I also like to go for long walks, while listening to loud music. When I am on a walk with my headphones, I feel completely transported into the music and into my own imagination. It is an absolute miracle that I have never been hit by a car. Maybe I should start wearing a helmet. Sometimes I will get a great idea, maybe just a line or two, and I will type notes into my phone, while walking and blaring music. When I get back to the house I am all revved up (happy to still be alive), and I scroll through my notes and try to craft something from the scraps. Sometimes the notes are abstract, and I don’t know how they connect, for instance right now I have a note that reads, “I saw the Pieta in a moldy porch screen.” Then after that I have a longer reflection:

“You know when you walk through a spider web and then freak out, start swatting your hair, spinning in circles, stomping your feet and screaming, and then you fall to the ground and the spider eats you alive? That is what divorce feels like.”

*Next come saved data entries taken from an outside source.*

PR #1348, opened 2026-02-28
Enable GC in `DbBuilder` by default

criccomini:
## Summary

@shikhar reported that the `DbBuilder` does not start the garbage collector by default. This is clearly undesirable. I believe this is a regression that I introduced at some point while refactoring builders and such. I'm patching `Settings` in `config.rs` to use `Some(GarbageCollectorOptions::default())` now instead of `None`. This led to a cascade of changes in the GC and builder so that:

- `Settings::garbage_collector_options = None` disables the GC.
- `Settings::garbage_collector_options = Some(..)` enables the GC for any field that is set (manifest_options, wal_options, compacted_options, and/or compactions_options).

## Changes

- Set Settings::garbage_collector_options to default GC.
- Change GC default interval to every minute and min_age to 5 minutes. Much more aggressive than previous defaults, but now that we have compactor state to protect things, it seems reasonable.
- Make GC tasks optional in the GC. If None, the ticker is disabled for them.

## Notes for Reviewers

Nope!

## Checklist

Thank you for the review! 🙏

### DIFF
--- a/slatedb/src/db/builder.rs
+++ b/slatedb/src/db/builder.rs
@@ -571,9 +571,7 @@ impl<P: Into<Path>> DbBuilder<P> {
         if let Some(gc_options) = self
             .settings
             .garbage_collector_options
-            .as_ref()
             .filter(|opts| !opts.is_empty())
-            .cloned()
         {
             let gc = GarbageCollector::new(
                 manifest_store.clone(),


criccomini:
cc @shikhar

slatedb/src/db/builder.rs
```diff
@@ -568,10 +568,13 @@ impl<P: Into<Path>> DbBuilder<P> {
...
 
-        // To keep backwards compatibility, check if the gc_runtime or garbage_collector_options are set.
-        // If either are set, we need to initialize the garbage collector.
-        if self.settings.garbage_collector_options.is_some() || self.gc_runtime.is_some() {
-            let gc_options = self.settings.garbage_collector_options.unwrap_or_default();
+        if let Some(gc_options) = self
+            .settings
+            .garbage_collector_options
+            .as_ref()
+            .filter(|opts| !opts.is_empty())
```
shikhar, line 574: makes sense, disable when `garbage_collector_options` is `None` or `Some` with all knobs `None`.

slatedb/src/garbage_collector.rs
```diff
@@ -44,8 +44,8 @@ mod manifest_gc;
 pub mod stats;
 mod wal_gc;
 
-pub(crate) const DEFAULT_MIN_AGE: Duration = Duration::from_secs(1800);
-pub(crate) const DEFAULT_INTERVAL: Duration = Duration::from_secs(300);
+pub(crate) const DEFAULT_MIN_AGE: Duration = Duration::from_secs(300);
+pub(crate) const DEFAULT_INTERVAL: Duration = Duration::from_secs(60);
```
shikhar, line 48: I think this is a good change, seemed way too conservative

slatedb/src/garbage_collector.rs
```diff
@@ -167,29 +185,37 @@ impl GarbageCollector {
...
-            manifest_store.clone(),
-            stats.clone(),
-            options.manifest_options,
-        );
+        let wal_gc_task = options.wal_options.map(|wal_options| {
+            WalGcTask::new(
+                manifest_store.clone(),
+                table_store.clone(),
+                stats.clone(),
+                Some(wal_options),
```
shikhar: I reckon this parameter should probably not be an `Option<T>` for all the tasks now?

slatedb/src/garbage_collector.rs
```diff
@@ -83,50 +83,68 @@ pub struct GarbageCollector {
...
     async fn handle(&mut self, message: GcMessage) -> Result<(), SlateDBError> {
         match message {
-            GcMessage::GcManifest => self.run_gc_task(&self.manifest_gc_task).await,
-            GcMessage::GcWal => self.run_gc_task(&self.wal_gc_task).await,
-            GcMessage::GcCompacted => self.run_gc_task(&self.compacted_gc_task).await,
-            GcMessage::GcCompactions => self.run_gc_task(&self.compactions_gc_task).await,
+            GcMessage::GcManifest => {
+                if let Some(task) = &self.manifest_gc_task {
+                    self.run_gc_task(task).await;
+                }
```
shikhar: WDYT about using `.expect()`, as these msgs should not be firing if the task is not initialized.

slatedb/src/db/builder.rs
criccomini: Yea, this logic is a little tricky, but it is the right thing IMO.

slatedb/src/garbage_collector.rs
criccomini: Good call.

criccomini: ef032304fc24e9b7a5cfe6692d3899511b5d0480

slatedb/src/garbage_collector.rs
criccomini: 9109ed6ee975c1ede28f1743ac9b53aa3c61d498

shikhar (approved):
LGTM!

slatedb/src/db/builder.rs
```diff
@@ -568,10 +568,13 @@ impl<P: Into<Path>> DbBuilder<P> {
...
+            .cloned()
```
rodesai: nit: you shouldn't need to clone this

criccomini: If I remove it, I get:

```
error[E0308]: mismatched types
   --> slatedb/src/db/builder.rs:581:17
    |
577 |             let gc = GarbageCollector::new(
    |                      --------------------- arguments to this function are incorrect
...
581 |                 gc_options,
    |                 ^^^^^^^^^^ expected `GarbageCollectorOptions`, found `&GarbageCollectorOptions`
    |
```

`GarbageCollector::new` takes an owned `gc_options`. I could clone it in the `GarbageCollector::new` invocation, but it seems the same one way or the other. I have to do `as_ref` in the call here because otherwise we'd have to `take()` it to own it, which seems wrong.

criccomini: Forgot we own `self` here 😵‍💫 ... Rust.. sigh

PR #1350, opened 2026-03-01
Resolve root cache store

### LINKED ISSUE #1312: `CachedObjectStore` double-writes to disk cache when wrapping a prefixed object store

### LINKED ISSUE #1319: passing in a `PrefixStore` to `Db::open`/`Db::builder` can corrupt state when object store cache enabled and multiple dbs share a cache path

criccomini:
## Summary

Updates cached object store to full paths when caching rather than paths relative to the ObjectStore's root. If a user used a PrefixStore as input to SlateDB, the prefix would not be used as part of the cache name. This can cause collisions if two object stores have different prefixes but the same suffix paths. For example:

db1, prefix=/db1, suffix=/foo.html
db2, prefix=/db2, suffix=/foo.html

SlateDB only sees the suffix, so we cache foo.html and re-use it even though the prefix is different.

To fix the issue, we lazily resolve the full path using `result.meta.location` when we get responses from the object store. Before resolution, the cache doesn't store anything. Upon first successful response, the root is resolved by stripping the suffix from the result.meta.location and saving the remaining stem as the resolved root.

Alternative to #1330
Fixes #1319
Fixes #1312

## Changes

- Add a `cache_location_for` to convert a relative path to an absolute one (suitable for caching)
- Add a `resolve_root ` given a result, calls `infer_root` and saves the results in `resolved_root`
- Add an `infer_root` to strip suffixes and return the root from an object store result.meta.location.
- Update read/write paths accordingly.
- Tests to various edge cases and misbehaving object stores.

## Notes for Reviewers

I think this issue still exists if the a user configures a full prefix/suffix that are identical but uses a different bucket. For example:

bucket=a, prefix=/foo, suffix=/bar.html
bucket=b, prefix=/foo, suffix=/bar.html

In the current code, these two still resolve to the same cache entry. To solve this, we need to ask users to provide a namespace somehow. There's no standard way to get a bucket from an `ObjectStore` (afaict). I will investigate this as a follow-up PR.

## Checklist

Thank you for the review! 🙏

### DIFF
--- a/slatedb/src/db.rs
+++ b/slatedb/src/db.rs
@@ -2984,9 +2984,10 @@ mod tests {
         // Use the first WAL entry since it's guaranteed to exist because
         // it's the fencing write.
         cached_object_store
-            .head(&object_store::path::Path::from(
-                format!("{}/wal/00000000000000000001.sst", db_path)
-            ))
+            .head(&object_store::path::Path::from(format!(
+                "{}/wal/00000000000000000001.sst",
+                db_path
+            )))
             .await
             .unwrap();
         let key = b"test_key";


slatedb/src/cached_object_store/object_store.rs
```diff
@@ -152,41 +156,143 @@ impl CachedObjectStore {
...
+                    "failed to resolve cache root lazily [requested_location={}, meta_location={}]",
+                    requested_location, meta_location,
+                );
+                return false;
+            };
+            let _ = self.resolved_root.set(root);
+        }
+        // Get cache location so we can verify it matches the metadata location. This should always
+        // succeed after root resolution.
+        let Some(cache_location) = self.cache_location_for(requested_location) else {
```
hawkaa, line 206: Defense in depth, i like it.

criccomini: Haha, thanks. This was Codex. It seemed very paranoid about this stuff. I decided to leave it in, but clean it up (the Codex code was a bit messier).

slatedb/src/cached_object_store/object_store.rs
```diff
@@ -152,41 +156,143 @@ impl CachedObjectStore {
         Ok(())
     }
 
+    /// Returns the canonical cache key for a requested location.
+    ///
+    /// The key is `resolved_root + location` once root resolution succeeds.
+    /// Returns `None` while the root is still unresolved. The root is resolved
+    /// lazily from observed metadata locations, so this method may return `None`
+    /// for early requests until successful GET/HEAD responses are observed.
+    fn cache_location_for(&self, location: &Path) -> Option<Path> {
```
rodesai: can we push this to initialization somehow? like maybe just have it get the manifest, or PUT some sentinel object so it can resolve the root?

slatedb/src/cached_object_store/object_store.rs
```diff
@@ -152,41 +156,143 @@ impl CachedObjectStore {
...
+        // If root is not resolved yet, try to infer it from the metadata location
+        if self.resolved_root.get().is_none() {
+            let Some(root) = Self::infer_root(requested_location, meta_location) else {
+                warn!(
+                    "failed to resolve cache root lazily [requested_location={}, meta_location={}]",
+                    requested_location, meta_location,
+                );
+                return false;
+            };
+            let _ = self.resolved_root.set(root);
```
rodesai, line 202: we should probably drop out of this if-branch if `set` fails with `AlreadyInitializedError`

slatedb/src/cached_object_store/object_store.rs
```diff
@@ -222,10 +328,13 @@ impl CachedObjectStore {
         // Then, save to local cache if admission policy allows it
         // Get metadata and attributes using our cached head method (this also saves the head to cache)
         match self.cached_head(location).await {
```
rodesai: do we still need to get the head here?

slatedb/src/cached_object_store/object_store.rs
```diff
@@ -152,41 +156,143 @@ impl CachedObjectStore {
...
+        }
+        true
+    }
+
+    /// Infers a root prefix by treating `requested_location` as a suffix of `meta_location`.
+    ///
+    /// Returns `Some(root)` when `meta_location == root + requested_location`,
+    /// otherwise returns `None`.
+    fn infer_root(requested_location: &Path, meta_location: &Path) -> Option<Path> {
+        let requested_str = requested_location.as_ref().trim_end_matches('/');
```
rodesai: why is this trimming the trailing slashes? as an aside we might want to just panic if we see any path that has consecutive slashes or ends in a slash. From the object_store docs this shouldn't be possible anyway: https://docs.rs/object_store/latest/object_store/path/struct.Path.html

criccomini:
> I'm a little nervous about the approach because of the object_store crate's inconsistency with stripping prefixes on `ObjectMeta`.

Hmm. Do you have a preferred approach?

rodesai:
> > I'm a little nervous about the approach because of the object_store crate's inconsistency with stripping prefixes on `ObjectMeta`.
> 
> Hmm. Do you have a preferred approach?

Nope. I can't think of a good fix. We should actually be protected by `test_shared_cache_with_prefix_stores_does_not_collide` though. If the assumptions about where prefixes are stripped change that would start failing.

slatedb/src/cached_object_store/object_store.rs
criccomini: It was just paranoia on my part. Given that the docs say they don't contain trailing `/`, though, I suppose I can remove. I've just been burned a lot by this library. 😛

criccomini: bfb3d189799274cb2db9a6934a9c4c138cab51d0

slatedb/src/cached_object_store/object_store.rs
criccomini: I think we have a race condition where multiple reads can race each other. They can each see resolved_root.get() as `None`, then resolve and attempt to set the `resolved_root`. It seems a little cleaner to just return true in this case rather than raising an error and then suppressing it in the caller function.

slatedb/src/cached_object_store/object_store.rs
criccomini: Good call.

62974c2a466167e7e979fdab7f767a0e9f6ff1fc

criccomini:
@rodesai I think this is ready for another look.

slatedb/src/cached_object_store/object_store.rs
criccomini: I ended up having to update a test in db.rs to make this work. Without the head call, that puts weren't caching in the test. I fixed it by adding an artificial head call in the test to resolve the root before the put is called.

I suppose removing the head does mean that right heavy work loads might have a lot of data not get cashed upfront until at least one read goes through. I don't think it's a huge deal though.

slatedb/src/cached_object_store/object_store.rs
rodesai: Yeah nvm. What I was suggesting was that we drop out of the if and run the verification below. Which is already what the code does. So not sure what I was thinking.

rodesai (approved):
LGTM!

There is a story there. I can see a thread between seeing something beautiful in an unlikely place and the discomfort and fear that comes with getting divorced. But I also have to make it funny. Fuck. Then I scroll down and under the spider web note I see a third entry that says, “I was disappointed there were no good looking guys in my mandatory divorce class.” Somehow the pieces start to pull themselves together like magnets. If I say that I just sit down and start typing—as if it is that easy—then it is only because every other minute, when I am not writing, I am preparing to write. That is the dirty secret that is too scary to say.